ASSIGNMENT:
Copy out each line below exactly as it appears.
===== THE INPUT
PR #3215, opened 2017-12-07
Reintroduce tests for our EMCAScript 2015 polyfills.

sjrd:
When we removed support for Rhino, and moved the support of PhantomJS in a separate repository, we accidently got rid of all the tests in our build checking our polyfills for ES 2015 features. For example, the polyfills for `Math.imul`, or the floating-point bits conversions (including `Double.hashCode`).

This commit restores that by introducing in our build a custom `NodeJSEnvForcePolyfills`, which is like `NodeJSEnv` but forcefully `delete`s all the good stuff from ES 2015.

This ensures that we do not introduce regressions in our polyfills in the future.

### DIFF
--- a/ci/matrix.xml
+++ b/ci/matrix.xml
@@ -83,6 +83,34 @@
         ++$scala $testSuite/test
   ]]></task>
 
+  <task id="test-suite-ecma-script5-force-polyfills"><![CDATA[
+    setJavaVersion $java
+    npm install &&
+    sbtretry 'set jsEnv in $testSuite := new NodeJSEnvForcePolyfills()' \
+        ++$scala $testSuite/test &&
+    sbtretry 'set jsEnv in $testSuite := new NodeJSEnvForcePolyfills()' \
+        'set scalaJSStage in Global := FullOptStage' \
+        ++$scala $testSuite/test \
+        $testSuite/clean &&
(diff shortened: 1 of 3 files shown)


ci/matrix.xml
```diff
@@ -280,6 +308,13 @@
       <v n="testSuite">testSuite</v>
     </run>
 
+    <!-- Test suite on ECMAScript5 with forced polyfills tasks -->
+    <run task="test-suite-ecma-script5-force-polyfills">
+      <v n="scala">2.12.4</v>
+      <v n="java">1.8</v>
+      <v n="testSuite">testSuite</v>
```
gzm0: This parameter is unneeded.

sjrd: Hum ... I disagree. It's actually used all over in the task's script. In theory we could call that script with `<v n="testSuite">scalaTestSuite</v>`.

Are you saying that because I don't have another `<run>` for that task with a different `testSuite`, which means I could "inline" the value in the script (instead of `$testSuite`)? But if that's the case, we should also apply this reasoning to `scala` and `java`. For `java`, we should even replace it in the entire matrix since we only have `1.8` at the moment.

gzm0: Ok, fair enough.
==========
RESPONSE FOR THIS EXERCISE:
PR #3215, opened 2017-12-07
Reintroduce tests for our EMCAScript 2015 polyfills.

sjrd:
When we removed support for Rhino, and moved the support of PhantomJS in a separate repository, we accidently got rid of all the tests in our build checking our polyfills for ES 2015 features. For example, the polyfills for `Math.imul`, or the floating-point bits conversions (including `Double.hashCode`).

This commit restores that by introducing in our build a custom `NodeJSEnvForcePolyfills`, which is like `NodeJSEnv` but forcefully `delete`s all the good stuff from ES 2015.

This ensures that we do not introduce regressions in our polyfills in the future.

### DIFF
--- a/ci/matrix.xml
+++ b/ci/matrix.xml
@@ -83,6 +83,34 @@
         ++$scala $testSuite/test
   ]]></task>
 
+  <task id="test-suite-ecma-script5-force-polyfills"><![CDATA[
+    setJavaVersion $java
+    npm install &&
+    sbtretry 'set jsEnv in $testSuite := new NodeJSEnvForcePolyfills()' \
+        ++$scala $testSuite/test &&
+    sbtretry 'set jsEnv in $testSuite := new NodeJSEnvForcePolyfills()' \
+        'set scalaJSStage in Global := FullOptStage' \
+        ++$scala $testSuite/test \
+        $testSuite/clean &&
(diff shortened: 1 of 3 files shown)


ci/matrix.xml
```diff
@@ -280,6 +308,13 @@
       <v n="testSuite">testSuite</v>
     </run>
 
+    <!-- Test suite on ECMAScript5 with forced polyfills tasks -->
+    <run task="test-suite-ecma-script5-force-polyfills">
+      <v n="scala">2.12.4</v>
+      <v n="java">1.8</v>
+      <v n="testSuite">testSuite</v>
```
gzm0: This parameter is unneeded.

sjrd: Hum ... I disagree. It's actually used all over in the task's script. In theory we could call that script with `<v n="testSuite">scalaTestSuite</v>`.

Are you saying that because I don't have another `<run>` for that task with a different `testSuite`, which means I could "inline" the value in the script (instead of `$testSuite`)? But if that's the case, we should also apply this reasoning to `scala` and `java`. For `java`, we should even replace it in the entire matrix since we only have `1.8` at the moment.

gzm0: Ok, fair enough.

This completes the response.